I can infer that other people exist in material reality because they keep doing things that I would not imagine or dream of, even in my worst nightmares. If other people and their deeds were merely my hallucinations, the Holocaust wouldn't have happened.

Given that other people exist, I can accept that the staff of the Adult Autism Service exist. They tell me that I am autistic. Their assertion is supported by my lifetime of completely failing to understand other people's intentions and behaviours, resulting in unpleasant and bewildering interactions with others. This situation is exacerbated by the reality that a lot of people lie a lot, about everything from marital fidelity to whether they like your outfit.

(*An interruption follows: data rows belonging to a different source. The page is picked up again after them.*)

PR #5687, opened 2025-12-19
[stdlib] Add `vectorize` overload with predicated tail handling

YichengDWu:
This PR adds a new overload of `vectorize` whose closure takes an additional `evl` (effective vector length) argument. Full SIMD iterations call the closure with `evl == simd_width`, while the remainder (`size % simd_width`) is handled by a single final call with `0 < evl < simd_width`

### Motivation

The existing `vectorize` handles the tail by running scalar iterations (`width=1`) for `size % simd_width`. This is safe and simple, but it prevents users from handling the tail via predication/masking and can add overhead (extra loop + multiple calls).

The new overload enables a common SIMD pattern:

- Keep a fixed SIMD width (`simd_width`) for the closure (compile-time specialization still applies).
- Pass the runtime lane count (`evl`) so the closure can implement masked/predicated loads/stores and avoid OOB.

This is especially useful when tail performance matters, or the closure naturally supports predication. In the future, we can migrate performance-critical kernels from the existing scalar-tail `vectorize` to this EVL-based overload to potentially gain better performance on AVX-512 capable machines while reducing tail overhead.

### New overload:

```mojo
fn vectorize[
    func: fn[width: Int](idx: Int, evl: Int) unified -> None,
    simd_width: Int,
    /,
    *,
    unroll_factor: Int = 1,
](size: Int, closure: func)
```

#### Semantics / Safety
- For full-width blocks: `closure[simd_width](idx, simd_width)`
- For the tail: `closure[simd_width](simd_end, remainder)`
- The closure must honor `evl` to keep memory accesses in-bounds.


abduld:
!sync

PR #5689, opened 2025-12-19
[stdlib] Make Deque conform to Writable, Stringable and Representable

msaelices:
This change adds explicit trait conformance to Deque for:
- Writable: via `write_to()` method
- Stringable: via `__str__()` method
- Representable: via `__repr__()` method

Also removed the obsolete `repr()` overload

All the above means that I have no reliable way to find out how other people feel about anything, because they might lie and I wouldn't know it, and even if they tell the truth, I might not understand them. I cannot find out how they feel about themselves. I cannot find out whether how they feel about themselves is different from how I feel about myself. And I'm not sure which parts of "how I feel about myself" qualify as "identity" or "sense of self", and which parts don't.

So what is "identity"? What is "sense of self" beyond "I exist"?

Again, agree.

What is this 'identity' stuff? I think I missed a class... 😬

selffellatingouroborosofhate · 07/04/2026 23:38

BettyBooper · 07/04/2026 23:25

Trouble is, it could be false. Or at the very least shaky.

You might think of yourself as a reliable, loyal friend. Your friends might think, actually you're flakey.

Identity is not a good thing to centre imo. It centres too much personal opinion of oneself as objective truth. Humans are generally not good at being true about their own faults and behaviours.imho.

You are right, no one can assess themselves. We also can't really assess others. Look at Gisèle Pelicot, she thought she had a loving husband.

Identity is not a good thing to centre imo. It centres too much personal opinion of oneself as objective truth.

This. You can navel-gaze about who you think you are and would like to be, or you can run the vacuum cleaner, practice your scales, write that blues tune, and actually try to live the life you want to have.